# [Work request]
Below are lines of data, and only some are wanted. Please repeat exactly those from the line that has "-1,0 +1,124 @@" through the line that has "sammy1991106: This is".

# [Records provided]
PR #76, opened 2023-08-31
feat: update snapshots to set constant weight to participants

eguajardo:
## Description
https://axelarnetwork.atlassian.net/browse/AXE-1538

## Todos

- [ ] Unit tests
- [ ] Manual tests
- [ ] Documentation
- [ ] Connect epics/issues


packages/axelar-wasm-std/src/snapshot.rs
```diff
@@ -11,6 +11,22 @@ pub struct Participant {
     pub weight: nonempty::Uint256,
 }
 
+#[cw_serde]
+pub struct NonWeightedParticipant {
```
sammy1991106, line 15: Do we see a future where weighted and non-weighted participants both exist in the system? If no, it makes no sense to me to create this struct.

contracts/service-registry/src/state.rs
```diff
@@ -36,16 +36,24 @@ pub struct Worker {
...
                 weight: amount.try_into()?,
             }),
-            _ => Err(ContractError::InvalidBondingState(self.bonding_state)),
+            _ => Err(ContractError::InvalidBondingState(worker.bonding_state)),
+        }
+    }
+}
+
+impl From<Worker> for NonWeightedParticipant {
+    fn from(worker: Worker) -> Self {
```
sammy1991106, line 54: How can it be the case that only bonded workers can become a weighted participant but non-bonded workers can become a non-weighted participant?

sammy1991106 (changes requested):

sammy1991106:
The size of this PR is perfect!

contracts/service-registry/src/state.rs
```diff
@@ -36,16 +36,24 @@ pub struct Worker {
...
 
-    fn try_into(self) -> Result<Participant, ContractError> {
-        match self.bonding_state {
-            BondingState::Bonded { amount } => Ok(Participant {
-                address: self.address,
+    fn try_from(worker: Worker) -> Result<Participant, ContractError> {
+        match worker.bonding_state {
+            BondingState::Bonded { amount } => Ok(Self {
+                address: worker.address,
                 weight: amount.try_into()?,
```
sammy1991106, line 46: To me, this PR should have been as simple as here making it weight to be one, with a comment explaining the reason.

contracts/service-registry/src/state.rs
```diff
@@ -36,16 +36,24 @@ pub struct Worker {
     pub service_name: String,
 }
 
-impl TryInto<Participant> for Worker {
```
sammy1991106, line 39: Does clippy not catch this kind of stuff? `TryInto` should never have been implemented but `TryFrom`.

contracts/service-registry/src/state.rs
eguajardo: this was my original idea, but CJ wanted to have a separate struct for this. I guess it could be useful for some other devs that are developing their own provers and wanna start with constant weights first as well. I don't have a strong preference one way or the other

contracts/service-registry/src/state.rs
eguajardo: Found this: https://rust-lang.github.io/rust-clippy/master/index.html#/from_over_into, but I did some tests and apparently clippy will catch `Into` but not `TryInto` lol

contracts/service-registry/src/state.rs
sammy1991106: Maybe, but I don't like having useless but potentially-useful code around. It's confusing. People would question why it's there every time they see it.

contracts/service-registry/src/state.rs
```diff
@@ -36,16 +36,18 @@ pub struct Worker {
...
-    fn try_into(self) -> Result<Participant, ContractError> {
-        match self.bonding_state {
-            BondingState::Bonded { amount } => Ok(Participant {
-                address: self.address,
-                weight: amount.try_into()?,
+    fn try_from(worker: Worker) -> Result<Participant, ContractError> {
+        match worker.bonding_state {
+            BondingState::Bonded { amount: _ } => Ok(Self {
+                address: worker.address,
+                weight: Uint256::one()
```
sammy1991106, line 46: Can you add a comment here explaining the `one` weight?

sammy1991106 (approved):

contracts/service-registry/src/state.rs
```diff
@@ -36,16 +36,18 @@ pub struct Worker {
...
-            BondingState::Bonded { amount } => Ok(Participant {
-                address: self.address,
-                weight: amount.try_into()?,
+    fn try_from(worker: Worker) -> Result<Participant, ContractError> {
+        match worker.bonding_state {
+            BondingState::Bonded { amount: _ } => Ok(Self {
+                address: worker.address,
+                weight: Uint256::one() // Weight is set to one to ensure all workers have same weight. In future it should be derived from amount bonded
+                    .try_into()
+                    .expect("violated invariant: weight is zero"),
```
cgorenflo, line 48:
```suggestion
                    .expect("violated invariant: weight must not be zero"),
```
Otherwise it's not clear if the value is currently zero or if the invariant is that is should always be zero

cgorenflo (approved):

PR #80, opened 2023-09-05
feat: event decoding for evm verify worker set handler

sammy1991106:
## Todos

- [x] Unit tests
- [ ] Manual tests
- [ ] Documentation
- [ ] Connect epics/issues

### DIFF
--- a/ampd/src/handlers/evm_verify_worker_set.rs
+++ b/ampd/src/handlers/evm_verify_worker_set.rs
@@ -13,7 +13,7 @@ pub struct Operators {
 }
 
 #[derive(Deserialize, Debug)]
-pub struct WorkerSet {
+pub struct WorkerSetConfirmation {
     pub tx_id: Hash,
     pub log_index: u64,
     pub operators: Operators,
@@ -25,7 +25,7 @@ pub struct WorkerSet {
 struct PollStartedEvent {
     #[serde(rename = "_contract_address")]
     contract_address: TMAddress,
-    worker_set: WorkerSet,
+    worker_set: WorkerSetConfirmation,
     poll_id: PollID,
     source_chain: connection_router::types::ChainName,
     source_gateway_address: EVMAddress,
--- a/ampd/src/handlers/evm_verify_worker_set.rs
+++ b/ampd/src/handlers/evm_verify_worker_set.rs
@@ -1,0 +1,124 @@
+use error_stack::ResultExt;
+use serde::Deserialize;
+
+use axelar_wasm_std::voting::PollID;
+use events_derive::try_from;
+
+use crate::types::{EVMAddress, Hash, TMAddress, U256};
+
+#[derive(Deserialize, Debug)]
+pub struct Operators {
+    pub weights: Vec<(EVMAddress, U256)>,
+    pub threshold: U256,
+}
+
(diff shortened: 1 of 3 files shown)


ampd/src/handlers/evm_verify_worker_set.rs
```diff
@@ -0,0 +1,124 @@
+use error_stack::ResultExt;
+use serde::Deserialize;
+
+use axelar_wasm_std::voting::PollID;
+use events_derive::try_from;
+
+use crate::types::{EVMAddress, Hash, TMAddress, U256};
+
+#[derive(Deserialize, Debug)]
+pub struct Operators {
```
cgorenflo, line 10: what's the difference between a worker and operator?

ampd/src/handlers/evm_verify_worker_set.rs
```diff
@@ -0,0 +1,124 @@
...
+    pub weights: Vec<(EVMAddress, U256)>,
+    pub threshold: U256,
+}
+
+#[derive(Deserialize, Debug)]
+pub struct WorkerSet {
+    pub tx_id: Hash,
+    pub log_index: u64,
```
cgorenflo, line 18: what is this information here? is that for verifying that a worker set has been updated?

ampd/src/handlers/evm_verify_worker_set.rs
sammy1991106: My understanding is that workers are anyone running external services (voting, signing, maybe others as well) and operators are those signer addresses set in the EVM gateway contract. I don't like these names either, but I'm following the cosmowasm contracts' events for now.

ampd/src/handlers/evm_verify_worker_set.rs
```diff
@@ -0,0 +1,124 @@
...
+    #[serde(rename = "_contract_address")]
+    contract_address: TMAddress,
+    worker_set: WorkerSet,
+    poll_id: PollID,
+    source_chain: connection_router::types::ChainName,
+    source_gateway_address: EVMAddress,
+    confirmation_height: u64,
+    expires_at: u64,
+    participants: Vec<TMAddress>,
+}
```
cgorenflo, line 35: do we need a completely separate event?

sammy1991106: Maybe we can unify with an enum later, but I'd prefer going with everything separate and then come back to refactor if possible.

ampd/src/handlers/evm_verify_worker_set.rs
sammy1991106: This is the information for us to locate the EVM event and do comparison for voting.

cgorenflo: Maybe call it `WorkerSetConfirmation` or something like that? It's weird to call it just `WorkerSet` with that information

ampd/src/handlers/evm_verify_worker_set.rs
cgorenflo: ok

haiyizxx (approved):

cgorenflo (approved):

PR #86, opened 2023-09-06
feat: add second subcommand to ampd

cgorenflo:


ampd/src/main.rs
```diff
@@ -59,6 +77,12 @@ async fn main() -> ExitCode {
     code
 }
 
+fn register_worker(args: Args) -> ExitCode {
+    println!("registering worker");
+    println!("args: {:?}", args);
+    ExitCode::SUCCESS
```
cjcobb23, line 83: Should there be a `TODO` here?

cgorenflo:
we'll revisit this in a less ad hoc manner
---
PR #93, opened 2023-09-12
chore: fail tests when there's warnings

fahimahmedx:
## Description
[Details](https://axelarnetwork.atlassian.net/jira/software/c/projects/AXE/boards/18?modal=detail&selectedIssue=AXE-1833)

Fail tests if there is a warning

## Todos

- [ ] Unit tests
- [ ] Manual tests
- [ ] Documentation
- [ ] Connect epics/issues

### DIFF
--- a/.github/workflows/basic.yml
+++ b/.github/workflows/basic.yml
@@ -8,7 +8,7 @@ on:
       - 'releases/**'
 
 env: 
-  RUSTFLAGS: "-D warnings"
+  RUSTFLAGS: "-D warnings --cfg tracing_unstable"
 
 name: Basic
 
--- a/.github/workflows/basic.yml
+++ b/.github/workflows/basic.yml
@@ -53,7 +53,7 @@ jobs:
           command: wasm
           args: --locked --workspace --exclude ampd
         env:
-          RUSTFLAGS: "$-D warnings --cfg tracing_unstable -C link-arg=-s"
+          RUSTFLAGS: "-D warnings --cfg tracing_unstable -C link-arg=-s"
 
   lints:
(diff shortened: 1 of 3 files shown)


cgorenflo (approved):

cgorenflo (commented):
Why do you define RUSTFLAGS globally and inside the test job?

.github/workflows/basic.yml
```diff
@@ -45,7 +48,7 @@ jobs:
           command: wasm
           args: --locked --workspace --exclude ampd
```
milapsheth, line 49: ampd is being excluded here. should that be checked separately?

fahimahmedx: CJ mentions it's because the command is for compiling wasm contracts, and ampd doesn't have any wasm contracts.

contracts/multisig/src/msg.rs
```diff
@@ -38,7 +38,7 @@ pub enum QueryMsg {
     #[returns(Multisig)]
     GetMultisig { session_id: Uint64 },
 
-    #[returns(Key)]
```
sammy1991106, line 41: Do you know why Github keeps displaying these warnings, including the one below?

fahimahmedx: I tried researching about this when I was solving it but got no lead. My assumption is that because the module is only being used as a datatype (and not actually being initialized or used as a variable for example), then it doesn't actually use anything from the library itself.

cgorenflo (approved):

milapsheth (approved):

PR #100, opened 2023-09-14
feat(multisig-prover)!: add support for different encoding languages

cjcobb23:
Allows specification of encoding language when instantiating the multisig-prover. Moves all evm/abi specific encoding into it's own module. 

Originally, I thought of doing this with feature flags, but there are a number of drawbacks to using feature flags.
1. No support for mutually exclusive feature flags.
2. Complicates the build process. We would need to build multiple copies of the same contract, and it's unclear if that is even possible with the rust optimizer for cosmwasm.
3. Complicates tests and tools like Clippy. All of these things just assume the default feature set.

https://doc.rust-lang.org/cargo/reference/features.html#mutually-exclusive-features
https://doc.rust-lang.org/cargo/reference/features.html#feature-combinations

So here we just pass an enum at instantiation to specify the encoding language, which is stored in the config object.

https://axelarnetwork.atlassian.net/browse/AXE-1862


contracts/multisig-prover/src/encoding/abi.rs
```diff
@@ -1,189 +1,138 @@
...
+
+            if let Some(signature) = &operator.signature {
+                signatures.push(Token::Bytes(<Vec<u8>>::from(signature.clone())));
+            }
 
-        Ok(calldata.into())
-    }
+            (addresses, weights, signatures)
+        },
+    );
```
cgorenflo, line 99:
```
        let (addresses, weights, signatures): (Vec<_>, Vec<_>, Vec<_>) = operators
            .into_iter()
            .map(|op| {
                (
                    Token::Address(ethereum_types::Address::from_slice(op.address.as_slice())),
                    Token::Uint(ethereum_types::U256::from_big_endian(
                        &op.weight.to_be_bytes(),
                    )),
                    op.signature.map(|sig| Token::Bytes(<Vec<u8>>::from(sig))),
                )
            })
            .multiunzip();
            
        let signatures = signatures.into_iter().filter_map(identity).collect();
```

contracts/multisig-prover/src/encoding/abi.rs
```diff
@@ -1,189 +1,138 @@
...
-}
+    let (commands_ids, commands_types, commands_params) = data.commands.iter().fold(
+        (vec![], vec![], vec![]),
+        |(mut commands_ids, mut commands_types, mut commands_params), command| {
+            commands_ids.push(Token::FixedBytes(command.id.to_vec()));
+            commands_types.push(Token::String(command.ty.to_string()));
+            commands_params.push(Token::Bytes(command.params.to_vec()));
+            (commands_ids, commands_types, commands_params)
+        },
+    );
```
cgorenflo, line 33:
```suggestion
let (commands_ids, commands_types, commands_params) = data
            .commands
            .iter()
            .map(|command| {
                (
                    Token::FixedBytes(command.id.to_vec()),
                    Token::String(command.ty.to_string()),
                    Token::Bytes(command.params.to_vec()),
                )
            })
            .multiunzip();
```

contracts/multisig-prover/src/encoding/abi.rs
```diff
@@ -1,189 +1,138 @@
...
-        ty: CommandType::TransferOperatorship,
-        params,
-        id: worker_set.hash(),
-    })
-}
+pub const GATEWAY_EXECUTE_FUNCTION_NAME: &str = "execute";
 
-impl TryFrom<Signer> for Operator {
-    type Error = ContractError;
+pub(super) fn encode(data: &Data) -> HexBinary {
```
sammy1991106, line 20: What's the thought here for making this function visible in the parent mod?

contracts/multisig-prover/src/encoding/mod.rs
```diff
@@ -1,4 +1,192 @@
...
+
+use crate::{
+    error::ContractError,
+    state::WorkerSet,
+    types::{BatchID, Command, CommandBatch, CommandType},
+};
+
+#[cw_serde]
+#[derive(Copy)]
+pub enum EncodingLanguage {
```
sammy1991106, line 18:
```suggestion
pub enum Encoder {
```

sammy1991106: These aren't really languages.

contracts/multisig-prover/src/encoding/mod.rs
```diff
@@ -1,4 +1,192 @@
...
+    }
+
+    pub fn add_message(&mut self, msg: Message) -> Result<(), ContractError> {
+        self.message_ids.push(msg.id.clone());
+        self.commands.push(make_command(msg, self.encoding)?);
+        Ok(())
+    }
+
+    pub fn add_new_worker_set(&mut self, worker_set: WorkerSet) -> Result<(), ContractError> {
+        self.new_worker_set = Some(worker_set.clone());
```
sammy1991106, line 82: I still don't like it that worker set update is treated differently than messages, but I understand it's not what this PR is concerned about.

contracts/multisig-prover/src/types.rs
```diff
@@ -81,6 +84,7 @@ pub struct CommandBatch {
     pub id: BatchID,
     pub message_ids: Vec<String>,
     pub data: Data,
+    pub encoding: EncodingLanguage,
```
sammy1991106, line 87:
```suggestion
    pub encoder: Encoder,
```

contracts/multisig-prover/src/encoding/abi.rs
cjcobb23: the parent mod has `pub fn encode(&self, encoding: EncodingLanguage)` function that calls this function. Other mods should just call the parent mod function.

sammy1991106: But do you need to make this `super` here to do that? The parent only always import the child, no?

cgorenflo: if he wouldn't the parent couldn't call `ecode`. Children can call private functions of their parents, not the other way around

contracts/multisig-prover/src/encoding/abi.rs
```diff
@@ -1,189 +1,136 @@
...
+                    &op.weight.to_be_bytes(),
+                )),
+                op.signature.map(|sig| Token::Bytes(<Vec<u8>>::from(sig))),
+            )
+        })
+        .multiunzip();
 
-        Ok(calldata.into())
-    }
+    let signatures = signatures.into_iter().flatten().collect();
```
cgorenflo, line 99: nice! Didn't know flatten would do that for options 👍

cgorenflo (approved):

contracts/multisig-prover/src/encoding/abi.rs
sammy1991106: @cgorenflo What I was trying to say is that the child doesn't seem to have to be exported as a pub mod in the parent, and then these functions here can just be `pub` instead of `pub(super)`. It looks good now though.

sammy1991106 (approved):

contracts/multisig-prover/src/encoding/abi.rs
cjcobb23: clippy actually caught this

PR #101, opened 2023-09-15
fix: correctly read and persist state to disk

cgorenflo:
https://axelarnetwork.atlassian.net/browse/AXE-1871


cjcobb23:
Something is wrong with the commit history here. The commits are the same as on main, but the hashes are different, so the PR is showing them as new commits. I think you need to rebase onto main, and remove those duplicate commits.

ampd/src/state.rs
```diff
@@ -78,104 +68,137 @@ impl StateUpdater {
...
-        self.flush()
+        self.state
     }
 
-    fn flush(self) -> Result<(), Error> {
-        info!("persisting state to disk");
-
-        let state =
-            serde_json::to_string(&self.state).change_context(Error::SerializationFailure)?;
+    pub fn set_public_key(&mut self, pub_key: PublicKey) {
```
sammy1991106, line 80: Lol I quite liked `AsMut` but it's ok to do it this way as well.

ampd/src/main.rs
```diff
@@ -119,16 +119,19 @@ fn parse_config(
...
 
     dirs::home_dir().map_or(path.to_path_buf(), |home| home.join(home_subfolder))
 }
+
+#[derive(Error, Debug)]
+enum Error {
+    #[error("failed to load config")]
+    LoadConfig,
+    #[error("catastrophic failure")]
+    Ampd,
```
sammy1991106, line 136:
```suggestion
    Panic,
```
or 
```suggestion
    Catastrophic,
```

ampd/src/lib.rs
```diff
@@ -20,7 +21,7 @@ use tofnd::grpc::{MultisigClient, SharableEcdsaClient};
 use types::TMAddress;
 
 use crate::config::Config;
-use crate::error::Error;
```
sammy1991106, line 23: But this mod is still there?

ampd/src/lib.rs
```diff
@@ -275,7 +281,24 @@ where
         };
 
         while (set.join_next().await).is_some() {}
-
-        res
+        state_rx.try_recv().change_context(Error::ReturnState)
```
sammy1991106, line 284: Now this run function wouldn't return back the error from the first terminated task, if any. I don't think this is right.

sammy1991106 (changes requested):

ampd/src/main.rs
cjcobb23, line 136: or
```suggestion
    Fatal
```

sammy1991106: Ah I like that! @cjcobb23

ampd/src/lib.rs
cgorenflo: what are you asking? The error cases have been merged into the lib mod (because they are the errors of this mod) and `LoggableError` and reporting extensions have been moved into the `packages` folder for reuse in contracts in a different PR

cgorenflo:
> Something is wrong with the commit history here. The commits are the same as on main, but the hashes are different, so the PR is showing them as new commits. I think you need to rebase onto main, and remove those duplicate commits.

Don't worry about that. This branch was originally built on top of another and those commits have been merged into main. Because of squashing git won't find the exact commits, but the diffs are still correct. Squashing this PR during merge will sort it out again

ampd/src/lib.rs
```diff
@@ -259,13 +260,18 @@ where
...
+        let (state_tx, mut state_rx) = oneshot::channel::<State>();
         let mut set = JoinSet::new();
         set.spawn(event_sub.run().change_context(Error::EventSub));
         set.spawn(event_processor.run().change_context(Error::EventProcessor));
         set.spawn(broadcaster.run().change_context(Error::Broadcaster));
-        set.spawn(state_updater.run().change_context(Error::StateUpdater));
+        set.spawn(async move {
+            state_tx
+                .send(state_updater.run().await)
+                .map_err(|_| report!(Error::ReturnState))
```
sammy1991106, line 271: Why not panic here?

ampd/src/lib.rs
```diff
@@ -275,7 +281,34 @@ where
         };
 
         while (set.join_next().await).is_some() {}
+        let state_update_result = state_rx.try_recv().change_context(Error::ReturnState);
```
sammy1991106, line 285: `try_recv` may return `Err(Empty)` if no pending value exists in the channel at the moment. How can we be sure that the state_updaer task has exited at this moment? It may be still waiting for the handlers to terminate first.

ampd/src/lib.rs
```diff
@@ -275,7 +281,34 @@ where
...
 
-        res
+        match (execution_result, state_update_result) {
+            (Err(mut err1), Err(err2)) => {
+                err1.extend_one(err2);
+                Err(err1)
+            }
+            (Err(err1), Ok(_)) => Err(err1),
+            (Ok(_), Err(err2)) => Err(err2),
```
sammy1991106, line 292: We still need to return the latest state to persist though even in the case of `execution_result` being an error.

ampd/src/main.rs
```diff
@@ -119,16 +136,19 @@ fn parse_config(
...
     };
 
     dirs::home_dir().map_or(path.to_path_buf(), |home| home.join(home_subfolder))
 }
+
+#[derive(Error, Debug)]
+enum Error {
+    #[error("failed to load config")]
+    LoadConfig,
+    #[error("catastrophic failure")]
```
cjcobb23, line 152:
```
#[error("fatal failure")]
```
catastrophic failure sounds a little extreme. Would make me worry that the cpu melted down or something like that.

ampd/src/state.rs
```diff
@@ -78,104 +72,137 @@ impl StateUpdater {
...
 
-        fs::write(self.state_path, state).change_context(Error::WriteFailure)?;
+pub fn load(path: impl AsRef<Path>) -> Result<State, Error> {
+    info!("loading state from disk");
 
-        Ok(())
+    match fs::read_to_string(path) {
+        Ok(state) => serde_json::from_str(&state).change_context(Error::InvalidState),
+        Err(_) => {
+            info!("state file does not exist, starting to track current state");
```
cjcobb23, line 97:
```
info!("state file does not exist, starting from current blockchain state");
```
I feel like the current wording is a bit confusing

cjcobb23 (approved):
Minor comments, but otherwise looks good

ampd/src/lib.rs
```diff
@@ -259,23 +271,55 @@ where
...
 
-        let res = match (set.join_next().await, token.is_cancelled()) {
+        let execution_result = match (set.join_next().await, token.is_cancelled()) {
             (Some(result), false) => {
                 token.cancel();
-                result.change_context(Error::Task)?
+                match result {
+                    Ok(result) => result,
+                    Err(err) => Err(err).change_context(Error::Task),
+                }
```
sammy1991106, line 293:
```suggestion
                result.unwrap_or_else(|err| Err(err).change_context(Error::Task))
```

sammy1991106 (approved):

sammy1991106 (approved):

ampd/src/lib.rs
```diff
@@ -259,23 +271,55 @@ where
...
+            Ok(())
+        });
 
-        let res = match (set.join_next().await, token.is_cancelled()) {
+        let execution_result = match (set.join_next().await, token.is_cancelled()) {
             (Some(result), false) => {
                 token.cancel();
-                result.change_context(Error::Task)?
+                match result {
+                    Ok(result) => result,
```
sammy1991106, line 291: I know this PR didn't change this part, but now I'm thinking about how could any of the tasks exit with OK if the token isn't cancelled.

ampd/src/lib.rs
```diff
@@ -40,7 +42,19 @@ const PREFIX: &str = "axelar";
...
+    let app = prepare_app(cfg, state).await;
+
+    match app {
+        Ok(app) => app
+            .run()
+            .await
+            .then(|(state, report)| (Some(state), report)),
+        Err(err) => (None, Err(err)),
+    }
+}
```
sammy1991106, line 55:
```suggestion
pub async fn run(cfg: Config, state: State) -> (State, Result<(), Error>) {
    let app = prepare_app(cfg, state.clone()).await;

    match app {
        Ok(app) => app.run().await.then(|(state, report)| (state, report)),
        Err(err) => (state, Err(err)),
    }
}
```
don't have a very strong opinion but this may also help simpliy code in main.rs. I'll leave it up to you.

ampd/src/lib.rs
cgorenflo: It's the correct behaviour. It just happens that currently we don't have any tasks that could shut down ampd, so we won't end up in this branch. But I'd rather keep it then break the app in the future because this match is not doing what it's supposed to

# [Exercise solution]
@@ -1,0 +1,124 @@
+use error_stack::ResultExt;
+use serde::Deserialize;
+
+use axelar_wasm_std::voting::PollID;
+use events_derive::try_from;
+
+use crate::types::{EVMAddress, Hash, TMAddress, U256};
+
+#[derive(Deserialize, Debug)]
+pub struct Operators {
+    pub weights: Vec<(EVMAddress, U256)>,
+    pub threshold: U256,
+}
+
(diff shortened: 1 of 3 files shown)


ampd/src/handlers/evm_verify_worker_set.rs
```diff
@@ -0,0 +1,124 @@
+use error_stack::ResultExt;
+use serde::Deserialize;
+
+use axelar_wasm_std::voting::PollID;
+use events_derive::try_from;
+
+use crate::types::{EVMAddress, Hash, TMAddress, U256};
+
+#[derive(Deserialize, Debug)]
+pub struct Operators {
```
cgorenflo, line 10: what's the difference between a worker and operator?

ampd/src/handlers/evm_verify_worker_set.rs
```diff
@@ -0,0 +1,124 @@
...
+    pub weights: Vec<(EVMAddress, U256)>,
+    pub threshold: U256,
+}
+
+#[derive(Deserialize, Debug)]
+pub struct WorkerSet {
+    pub tx_id: Hash,
+    pub log_index: u64,
```
cgorenflo, line 18: what is this information here? is that for verifying that a worker set has been updated?

ampd/src/handlers/evm_verify_worker_set.rs
sammy1991106: My understanding is that workers are anyone running external services (voting, signing, maybe others as well) and operators are those signer addresses set in the EVM gateway contract. I don't like these names either, but I'm following the cosmowasm contracts' events for now.

ampd/src/handlers/evm_verify_worker_set.rs
```diff
@@ -0,0 +1,124 @@
...
+    #[serde(rename = "_contract_address")]
+    contract_address: TMAddress,
+    worker_set: WorkerSet,
+    poll_id: PollID,
+    source_chain: connection_router::types::ChainName,
+    source_gateway_address: EVMAddress,
+    confirmation_height: u64,
+    expires_at: u64,
+    participants: Vec<TMAddress>,
+}
```
cgorenflo, line 35: do we need a completely separate event?

sammy1991106: Maybe we can unify with an enum later, but I'd prefer going with everything separate and then come back to refactor if possible.

ampd/src/handlers/evm_verify_worker_set.rs
sammy1991106: This is the information for us to locate the EVM event and do comparison for voting.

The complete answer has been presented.